▸ **Records shown**
"""

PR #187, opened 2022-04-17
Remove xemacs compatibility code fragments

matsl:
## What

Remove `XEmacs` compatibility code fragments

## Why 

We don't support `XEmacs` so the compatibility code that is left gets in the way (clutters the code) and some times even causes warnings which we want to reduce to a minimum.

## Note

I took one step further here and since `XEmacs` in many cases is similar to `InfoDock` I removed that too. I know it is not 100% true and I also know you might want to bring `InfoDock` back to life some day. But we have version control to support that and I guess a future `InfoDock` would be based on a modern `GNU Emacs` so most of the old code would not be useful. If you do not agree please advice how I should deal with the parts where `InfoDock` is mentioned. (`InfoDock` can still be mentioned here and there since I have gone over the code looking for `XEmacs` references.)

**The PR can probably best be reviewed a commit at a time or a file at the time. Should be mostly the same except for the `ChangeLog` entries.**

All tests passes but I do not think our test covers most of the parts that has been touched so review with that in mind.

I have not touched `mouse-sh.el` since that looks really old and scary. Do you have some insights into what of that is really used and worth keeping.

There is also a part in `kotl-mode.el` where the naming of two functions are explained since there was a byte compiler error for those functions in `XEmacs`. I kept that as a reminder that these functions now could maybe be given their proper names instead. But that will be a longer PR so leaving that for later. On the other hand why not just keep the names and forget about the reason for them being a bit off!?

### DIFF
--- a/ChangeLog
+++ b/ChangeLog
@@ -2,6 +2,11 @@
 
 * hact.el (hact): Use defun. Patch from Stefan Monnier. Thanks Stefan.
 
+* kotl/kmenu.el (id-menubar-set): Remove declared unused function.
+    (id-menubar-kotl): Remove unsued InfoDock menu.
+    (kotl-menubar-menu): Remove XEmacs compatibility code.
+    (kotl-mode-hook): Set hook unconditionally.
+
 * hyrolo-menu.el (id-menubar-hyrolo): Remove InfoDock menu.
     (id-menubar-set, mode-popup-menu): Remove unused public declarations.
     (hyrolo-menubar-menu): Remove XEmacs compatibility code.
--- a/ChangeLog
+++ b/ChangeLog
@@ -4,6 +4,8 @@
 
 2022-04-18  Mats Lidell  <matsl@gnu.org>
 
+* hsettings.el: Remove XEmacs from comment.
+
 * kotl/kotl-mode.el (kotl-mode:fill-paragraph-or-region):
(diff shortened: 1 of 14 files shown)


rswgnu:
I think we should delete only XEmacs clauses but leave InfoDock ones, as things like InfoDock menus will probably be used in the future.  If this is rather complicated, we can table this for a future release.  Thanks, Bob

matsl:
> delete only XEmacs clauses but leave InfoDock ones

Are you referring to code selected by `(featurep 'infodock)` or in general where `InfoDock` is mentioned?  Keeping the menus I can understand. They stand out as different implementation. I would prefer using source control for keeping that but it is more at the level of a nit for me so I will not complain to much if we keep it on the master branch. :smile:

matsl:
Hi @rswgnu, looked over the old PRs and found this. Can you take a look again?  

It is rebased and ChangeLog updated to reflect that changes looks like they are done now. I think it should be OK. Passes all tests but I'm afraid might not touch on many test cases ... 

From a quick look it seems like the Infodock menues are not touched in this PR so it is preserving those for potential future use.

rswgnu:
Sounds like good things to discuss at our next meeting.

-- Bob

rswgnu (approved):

"""
"""

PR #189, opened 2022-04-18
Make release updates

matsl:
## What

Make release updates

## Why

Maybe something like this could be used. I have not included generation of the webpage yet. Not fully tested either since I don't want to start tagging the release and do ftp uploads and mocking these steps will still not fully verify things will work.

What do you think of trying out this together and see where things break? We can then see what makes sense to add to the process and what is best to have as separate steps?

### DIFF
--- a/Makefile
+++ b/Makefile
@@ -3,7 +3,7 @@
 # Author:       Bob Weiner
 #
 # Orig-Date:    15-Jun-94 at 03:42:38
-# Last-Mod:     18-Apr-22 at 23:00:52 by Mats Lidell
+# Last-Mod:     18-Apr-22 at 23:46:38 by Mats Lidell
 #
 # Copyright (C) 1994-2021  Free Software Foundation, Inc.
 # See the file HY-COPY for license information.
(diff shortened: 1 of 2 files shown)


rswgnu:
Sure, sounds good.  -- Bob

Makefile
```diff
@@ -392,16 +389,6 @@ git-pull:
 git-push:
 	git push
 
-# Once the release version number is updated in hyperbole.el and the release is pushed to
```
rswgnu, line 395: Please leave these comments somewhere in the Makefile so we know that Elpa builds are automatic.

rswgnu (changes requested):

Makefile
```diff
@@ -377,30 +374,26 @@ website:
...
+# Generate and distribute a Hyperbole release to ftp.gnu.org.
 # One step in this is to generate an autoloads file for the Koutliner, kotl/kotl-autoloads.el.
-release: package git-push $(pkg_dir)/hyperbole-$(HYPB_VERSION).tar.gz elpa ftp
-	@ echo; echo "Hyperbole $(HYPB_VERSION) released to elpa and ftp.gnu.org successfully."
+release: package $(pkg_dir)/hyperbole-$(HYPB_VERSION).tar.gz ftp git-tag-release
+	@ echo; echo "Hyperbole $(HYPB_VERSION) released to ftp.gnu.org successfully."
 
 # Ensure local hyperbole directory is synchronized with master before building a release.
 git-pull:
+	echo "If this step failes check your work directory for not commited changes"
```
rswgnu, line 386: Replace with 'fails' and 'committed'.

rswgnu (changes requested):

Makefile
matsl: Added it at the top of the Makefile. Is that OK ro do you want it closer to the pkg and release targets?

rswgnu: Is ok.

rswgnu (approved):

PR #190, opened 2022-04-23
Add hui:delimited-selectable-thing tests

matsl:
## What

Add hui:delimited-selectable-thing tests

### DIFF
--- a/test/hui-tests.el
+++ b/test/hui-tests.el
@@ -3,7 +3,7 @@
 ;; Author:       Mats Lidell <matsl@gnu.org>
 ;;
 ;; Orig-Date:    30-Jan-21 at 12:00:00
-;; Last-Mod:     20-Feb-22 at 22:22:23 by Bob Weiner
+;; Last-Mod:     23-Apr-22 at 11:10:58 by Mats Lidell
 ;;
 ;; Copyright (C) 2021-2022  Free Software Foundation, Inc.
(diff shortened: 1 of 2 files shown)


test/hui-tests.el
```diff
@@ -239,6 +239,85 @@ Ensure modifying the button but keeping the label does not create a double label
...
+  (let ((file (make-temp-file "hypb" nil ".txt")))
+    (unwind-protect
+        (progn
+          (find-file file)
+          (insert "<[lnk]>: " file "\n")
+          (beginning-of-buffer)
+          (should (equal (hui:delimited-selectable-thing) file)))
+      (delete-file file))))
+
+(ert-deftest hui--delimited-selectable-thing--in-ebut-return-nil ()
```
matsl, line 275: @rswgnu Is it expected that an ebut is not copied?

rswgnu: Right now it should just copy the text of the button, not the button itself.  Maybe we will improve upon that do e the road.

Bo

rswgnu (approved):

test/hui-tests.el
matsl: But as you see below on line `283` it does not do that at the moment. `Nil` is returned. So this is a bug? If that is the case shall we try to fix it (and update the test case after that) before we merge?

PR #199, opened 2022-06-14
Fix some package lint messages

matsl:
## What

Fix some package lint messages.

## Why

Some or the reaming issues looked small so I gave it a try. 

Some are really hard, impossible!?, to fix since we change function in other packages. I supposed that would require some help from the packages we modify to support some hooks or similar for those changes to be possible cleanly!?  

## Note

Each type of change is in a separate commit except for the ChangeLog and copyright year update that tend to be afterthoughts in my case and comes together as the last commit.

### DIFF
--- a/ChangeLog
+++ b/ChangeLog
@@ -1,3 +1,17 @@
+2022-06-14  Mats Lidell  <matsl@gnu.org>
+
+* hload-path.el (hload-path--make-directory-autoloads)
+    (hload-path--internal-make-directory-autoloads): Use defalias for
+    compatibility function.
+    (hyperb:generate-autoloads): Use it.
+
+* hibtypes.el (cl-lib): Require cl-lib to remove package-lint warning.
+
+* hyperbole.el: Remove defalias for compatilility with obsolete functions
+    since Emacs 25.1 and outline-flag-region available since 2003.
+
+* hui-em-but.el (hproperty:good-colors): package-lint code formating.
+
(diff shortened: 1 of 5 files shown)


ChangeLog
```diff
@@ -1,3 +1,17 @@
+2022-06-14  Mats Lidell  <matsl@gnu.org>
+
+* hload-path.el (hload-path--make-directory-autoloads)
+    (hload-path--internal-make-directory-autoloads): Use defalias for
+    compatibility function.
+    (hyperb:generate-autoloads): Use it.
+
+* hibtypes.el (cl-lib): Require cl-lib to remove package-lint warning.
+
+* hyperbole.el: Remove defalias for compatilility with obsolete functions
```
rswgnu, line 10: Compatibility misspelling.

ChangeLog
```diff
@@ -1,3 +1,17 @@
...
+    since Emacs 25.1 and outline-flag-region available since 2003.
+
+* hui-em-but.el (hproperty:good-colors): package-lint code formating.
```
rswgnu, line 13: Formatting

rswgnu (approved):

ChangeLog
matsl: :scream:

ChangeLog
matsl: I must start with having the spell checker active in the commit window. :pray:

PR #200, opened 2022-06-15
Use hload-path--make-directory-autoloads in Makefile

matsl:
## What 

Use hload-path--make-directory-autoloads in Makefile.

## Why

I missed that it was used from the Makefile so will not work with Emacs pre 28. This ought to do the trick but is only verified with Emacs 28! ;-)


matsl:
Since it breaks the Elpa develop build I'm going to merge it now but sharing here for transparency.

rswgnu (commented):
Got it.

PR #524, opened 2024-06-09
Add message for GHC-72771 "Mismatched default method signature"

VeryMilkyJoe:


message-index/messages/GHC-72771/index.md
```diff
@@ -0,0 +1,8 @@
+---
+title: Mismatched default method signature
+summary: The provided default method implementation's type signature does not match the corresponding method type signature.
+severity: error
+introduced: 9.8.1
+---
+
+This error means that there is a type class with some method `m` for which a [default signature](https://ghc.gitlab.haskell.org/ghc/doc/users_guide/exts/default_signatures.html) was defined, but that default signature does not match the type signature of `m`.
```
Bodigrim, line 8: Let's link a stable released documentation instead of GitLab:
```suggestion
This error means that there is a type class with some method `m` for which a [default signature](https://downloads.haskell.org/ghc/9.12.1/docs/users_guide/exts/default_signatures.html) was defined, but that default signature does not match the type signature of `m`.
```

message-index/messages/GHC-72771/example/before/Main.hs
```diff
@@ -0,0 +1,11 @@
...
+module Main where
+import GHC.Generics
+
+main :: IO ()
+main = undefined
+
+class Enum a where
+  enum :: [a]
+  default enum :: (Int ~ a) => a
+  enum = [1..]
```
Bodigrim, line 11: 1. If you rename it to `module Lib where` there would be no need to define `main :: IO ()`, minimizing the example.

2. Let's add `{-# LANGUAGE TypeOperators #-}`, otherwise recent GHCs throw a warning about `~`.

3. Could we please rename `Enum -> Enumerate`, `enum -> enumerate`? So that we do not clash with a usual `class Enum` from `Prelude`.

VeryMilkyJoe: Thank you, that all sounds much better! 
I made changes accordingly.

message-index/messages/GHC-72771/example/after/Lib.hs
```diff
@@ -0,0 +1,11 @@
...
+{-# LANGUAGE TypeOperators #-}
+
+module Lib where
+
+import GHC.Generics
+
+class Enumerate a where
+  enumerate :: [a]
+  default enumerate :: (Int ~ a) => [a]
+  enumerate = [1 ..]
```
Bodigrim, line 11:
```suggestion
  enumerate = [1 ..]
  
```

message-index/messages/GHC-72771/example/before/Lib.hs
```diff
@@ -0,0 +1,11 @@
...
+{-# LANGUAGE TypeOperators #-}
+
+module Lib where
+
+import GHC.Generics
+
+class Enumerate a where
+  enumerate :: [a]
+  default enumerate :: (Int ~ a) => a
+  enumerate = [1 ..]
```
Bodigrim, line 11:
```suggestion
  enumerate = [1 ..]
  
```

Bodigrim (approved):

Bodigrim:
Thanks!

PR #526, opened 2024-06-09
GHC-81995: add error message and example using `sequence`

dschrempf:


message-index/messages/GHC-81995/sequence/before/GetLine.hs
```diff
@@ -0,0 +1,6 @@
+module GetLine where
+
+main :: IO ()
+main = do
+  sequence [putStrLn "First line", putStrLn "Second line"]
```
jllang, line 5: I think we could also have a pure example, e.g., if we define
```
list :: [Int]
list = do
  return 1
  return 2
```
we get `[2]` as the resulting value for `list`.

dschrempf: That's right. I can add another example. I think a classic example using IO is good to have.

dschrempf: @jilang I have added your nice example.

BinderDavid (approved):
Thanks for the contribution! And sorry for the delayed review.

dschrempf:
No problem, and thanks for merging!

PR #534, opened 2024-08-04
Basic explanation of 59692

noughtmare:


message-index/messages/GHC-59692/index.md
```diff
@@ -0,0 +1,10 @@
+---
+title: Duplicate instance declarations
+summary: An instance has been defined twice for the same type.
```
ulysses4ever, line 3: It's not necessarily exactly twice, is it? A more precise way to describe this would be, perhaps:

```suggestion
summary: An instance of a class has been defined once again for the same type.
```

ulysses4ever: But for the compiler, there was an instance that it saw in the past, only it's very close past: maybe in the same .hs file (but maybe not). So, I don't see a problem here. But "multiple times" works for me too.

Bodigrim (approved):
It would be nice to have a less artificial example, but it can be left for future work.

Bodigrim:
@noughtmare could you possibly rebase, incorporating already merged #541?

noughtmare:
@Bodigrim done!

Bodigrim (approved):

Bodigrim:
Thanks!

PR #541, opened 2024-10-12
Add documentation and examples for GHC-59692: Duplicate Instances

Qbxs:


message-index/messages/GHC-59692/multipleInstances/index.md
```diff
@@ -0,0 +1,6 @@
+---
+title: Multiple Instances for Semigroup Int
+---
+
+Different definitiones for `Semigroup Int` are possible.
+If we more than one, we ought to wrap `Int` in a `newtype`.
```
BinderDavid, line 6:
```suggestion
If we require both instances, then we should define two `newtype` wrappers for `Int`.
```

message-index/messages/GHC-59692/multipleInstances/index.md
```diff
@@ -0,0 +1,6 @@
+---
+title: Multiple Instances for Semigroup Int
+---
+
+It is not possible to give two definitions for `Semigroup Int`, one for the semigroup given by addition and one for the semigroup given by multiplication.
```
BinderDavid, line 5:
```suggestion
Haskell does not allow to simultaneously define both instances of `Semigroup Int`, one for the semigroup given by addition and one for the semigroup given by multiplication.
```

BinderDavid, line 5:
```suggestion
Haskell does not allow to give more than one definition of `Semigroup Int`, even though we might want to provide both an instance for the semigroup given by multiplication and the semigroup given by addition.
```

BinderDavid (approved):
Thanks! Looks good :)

"""

▸ **Your task**
Among the lines above, return each one holding the string "these".

▸ **Response to this task**
There is also a part in `kotl-mode.el` where the naming of two functions are explained since there was a byte compiler error for those functions in `XEmacs`. I kept that as a reminder that these functions now could maybe be given their proper names instead. But that will be a longer PR so leaving that for later. On the other hand why not just keep the names and forget about the reason for them being a bit off!?
Maybe something like this could be used. I have not included generation of the webpage yet. Not fully tested either since I don't want to start tagging the release and do ftp uploads and mocking these steps will still not fully verify things will work.
rswgnu, line 395: Please leave these comments somewhere in the Makefile so we know that Elpa builds are automatic.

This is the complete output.